◆ **YOUR INSTRUCTIONS**
Word for word, return the entries listed below.

Collected data:
PR #21249, opened 2025-03-24
p11-kit: provide 32bit p11-kit for 32bit gnutls

klausz65:


mtelka:
Why do we need 32-bit gnutls?

klausz65:
Because, it's needed by libsmbclient (which is still 32/64bit), which in turn is needed by gvfs and after that needed by caja - so all in all for the SunRay support - sorry forot to mention that in the commit title.

mtelka:
caja is 64-bit only, so it should not need 32-bit gvfs.

klausz65:
Your right, but libsmbclient still needs gnutls in 32 bit to be compiled inc. 32 bit support. I would rather leave libsmbclient as it is 32/64 bit, until we solved all Ray issues. I will take care of ripping out all not needed 32 bit libs when we have fixed the current issues. BTW. I have an update for libsmbclient 4.22.0 ready to go in 32/64 bit.

mtelka:
Why do we need 32-bit libsmbclient?  BTW, the SunRay community is failing to properly cooperate with OpenIndiana...

cgrzemba:
Why do you think the SunRay community is failing to properly cooperate?

mtelka:
> Why do you think the SunRay community is failing to properly cooperate?

Because I asked several times to create a metapackage for SunRay and nothing happened (yet).  See https://github.com/OpenIndiana/oi-userland/pull/15150#issuecomment-1880019898 for an example.

cgrzemba:
There is such package sunray-essential on https://pkg.toc.de/sunray. 
If you want this in OI, some packages that have been classified as obsolete must be revived.

mtelka:
> There is such package sunray-essential on https://pkg.toc.de/sunray. If you want this in OI, some packages that have been classified as obsolete must be revived.

Anything out of OpenIndiana (oi-userland) does have limited impact on oi-userland.  If you need/want the SunRay support working properly and reliably you needs to create such a package in oi-userland.  Please create such a package (a not-fully-working draft would be enough for now), otherwise the fiddle with obsoletions, removals and revivals will never end.

mtelka:
> > There is such package sunray-essential on https://pkg.toc.de/sunray. If you want this in OI, some packages that have been classified as obsolete must be revived.
> 
> Anything out of OpenIndiana (oi-userland) does have limited impact on oi-userland. If you need/want the SunRay support working properly and reliably you needs to create such a package in oi-userland. Please create such a package (a not-fully-working draft would be enough for now), otherwise the fiddle with obsoletions, removals and revivals will never end.

BTW, you promised to create the metapackage ["in the near future"](https://openindiana.org/pipermail/oi-dev/2024-October/033684.html), but after almost 6 months nothing materialized.

klausz65:
Okay, I try the SunRay desktop without 32bit libsmbclient support - let's see how it works out...

klausz65:
see above

PR #21252, opened 2025-03-24
python/coverage: update to 7.7.1

mtelka:


AndWac:
Running gmake publish here runs into the same problem like the PR-checker.

mtelka:
This is probably some incompatibility with the new setuptools (merged today morning)...

mtelka:
Yes, since setuptools 77.0.0 the location of license files is different.

PR #21284, opened 2025-03-25
emacs: Fix: configure: WARNING: unrecognized options: --with-treesitter.

klausz65:


AndWac:
Remove this option with the next emacs update. We can ignore the warning until then.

◆ **RESPONSE TO THE EXERCISE**
PR #21249, opened 2025-03-24
p11-kit: provide 32bit p11-kit for 32bit gnutls

klausz65:


mtelka:
Why do we need 32-bit gnutls?

klausz65:
Because, it's needed by libsmbclient (which is still 32/64bit), which in turn is needed by gvfs and after that needed by caja - so all in all for the SunRay support - sorry forot to mention that in the commit title.

mtelka:
caja is 64-bit only, so it should not need 32-bit gvfs.

klausz65:
Your right, but libsmbclient still needs gnutls in 32 bit to be compiled inc. 32 bit support. I would rather leave libsmbclient as it is 32/64 bit, until we solved all Ray issues. I will take care of ripping out all not needed 32 bit libs when we have fixed the current issues. BTW. I have an update for libsmbclient 4.22.0 ready to go in 32/64 bit.

mtelka:
Why do we need 32-bit libsmbclient?  BTW, the SunRay community is failing to properly cooperate with OpenIndiana...

cgrzemba:
Why do you think the SunRay community is failing to properly cooperate?

mtelka:
> Why do you think the SunRay community is failing to properly cooperate?

Because I asked several times to create a metapackage for SunRay and nothing happened (yet).  See https://github.com/OpenIndiana/oi-userland/pull/15150#issuecomment-1880019898 for an example.

cgrzemba:
There is such package sunray-essential on https://pkg.toc.de/sunray. 
If you want this in OI, some packages that have been classified as obsolete must be revived.

mtelka:
> There is such package sunray-essential on https://pkg.toc.de/sunray. If you want this in OI, some packages that have been classified as obsolete must be revived.

Anything out of OpenIndiana (oi-userland) does have limited impact on oi-userland.  If you need/want the SunRay support working properly and reliably you needs to create such a package in oi-userland.  Please create such a package (a not-fully-working draft would be enough for now), otherwise the fiddle with obsoletions, removals and revivals will never end.

mtelka:
> > There is such package sunray-essential on https://pkg.toc.de/sunray. If you want this in OI, some packages that have been classified as obsolete must be revived.
> 
> Anything out of OpenIndiana (oi-userland) does have limited impact on oi-userland. If you need/want the SunRay support working properly and reliably you needs to create such a package in oi-userland. Please create such a package (a not-fully-working draft would be enough for now), otherwise the fiddle with obsoletions, removals and revivals will never end.

BTW, you promised to create the metapackage ["in the near future"](https://openindiana.org/pipermail/oi-dev/2024-October/033684.html), but after almost 6 months nothing materialized.

klausz65:
Okay, I try the SunRay desktop without 32bit libsmbclient support - let's see how it works out...

klausz65:
see above

PR #21252, opened 2025-03-24
python/coverage: update to 7.7.1

mtelka:


AndWac:
Running gmake publish here runs into the same problem like the PR-checker.

mtelka:
This is probably some incompatibility with the new setuptools (merged today morning)...

mtelka:
Yes, since setuptools 77.0.0 the location of license files is different.

PR #21284, opened 2025-03-25
emacs: Fix: configure: WARNING: unrecognized options: --with-treesitter.

klausz65:


AndWac:
Remove this option with the next emacs update. We can ignore the warning until then.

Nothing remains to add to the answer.